- _RECORDS_
----------
PR #186, opened 2023-04-26
feat: Mention default storage class in Magnum how-to

fghaas:
Virtually all sensible usage scenarios for Kubernetes require the use of a storage class for dynamic volume provisioning, and Magnum does not define any such thing.

Thus, add instructions to define a default storage class.

### DIFF
--- a/docs/howto/openstack/magnum/kubectl.md
+++ b/docs/howto/openstack/magnum/kubectl.md
@@ -89,3 +89,31 @@ kube-system   magnum-metrics-server-79556d6999-xdlpm       1/1     Running   0  
 kube-system   npd-5p6gk                                    1/1     Running   0          165m
 kube-system   openstack-cloud-controller-manager-44rz9     1/1     Running   0          167m
 ```
+
+## Defining a default storage class
+
+An OpenStack Magnum-managed cluster does not automatically define a default [storage class](https://kubernetes.io/docs/concepts/storage/storage-classes/) for [dynamic volume provisioning](https://kubernetes.io/docs/concepts/storage/dynamic-provisioning/).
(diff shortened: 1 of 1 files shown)


docs/howto/openstack/magnum/kubectl.md
```diff
@@ -89,3 +89,31 @@ kube-system   magnum-metrics-server-79556d6999-xdlpm       1/1     Running   0
 kube-system   npd-5p6gk                                    1/1     Running   0          165m
 kube-system   openstack-cloud-controller-manager-44rz9     1/1     Running   0          167m
 ```
+
+## Defining a default storage class
+
+An OpenStack Magnum-managed cluster does not automatically define a default [storage class](https://kubernetes.io/docs/concepts/storage/storage-classes/) for [dynamic volume provisioning](https://kubernetes.io/docs/concepts/storage/dynamic-provisioning/).
+You should define it immediately upon cluster creation.
```
colder-is-better, line 96: Following on the previous sentence, I would change that one into the following:

```suggestion
So after creating your new cluster, you should define a storage class immediately.
```

(The way I see it ---and I may be wrong on the percentage---, leaving the original sentence would have 1,27% of the readers believe that the whole section was generated by an AI.)

colder-is-better (commented):
99,7649% there!

docs/howto/openstack/magnum/kubectl.md
fghaas: Erm, no. That doesn't sound like an improvement to me. This does, tough:
```suggestion
You should define one immediately upon cluster creation.
```

colder-is-better (approved):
----------
- _GOAL OF THE EXERCISE_
Write out again, exactly as they appear above, the lines from the one containing "colder-is-better, line 96: Following" to the final line, and only those.

- _RESULT OF THE EXERCISE_
colder-is-better, line 96: Following on the previous sentence, I would change that one into the following:

```suggestion
So after creating your new cluster, you should define a storage class immediately.
```

(The way I see it ---and I may be wrong on the percentage---, leaving the original sentence would have 1,27% of the readers believe that the whole section was generated by an AI.)

colder-is-better (commented):
99,7649% there!

docs/howto/openstack/magnum/kubectl.md
fghaas: Erm, no. That doesn't sound like an improvement to me. This does, tough:
```suggestion
You should define one immediately upon cluster creation.
```

colder-is-better (approved):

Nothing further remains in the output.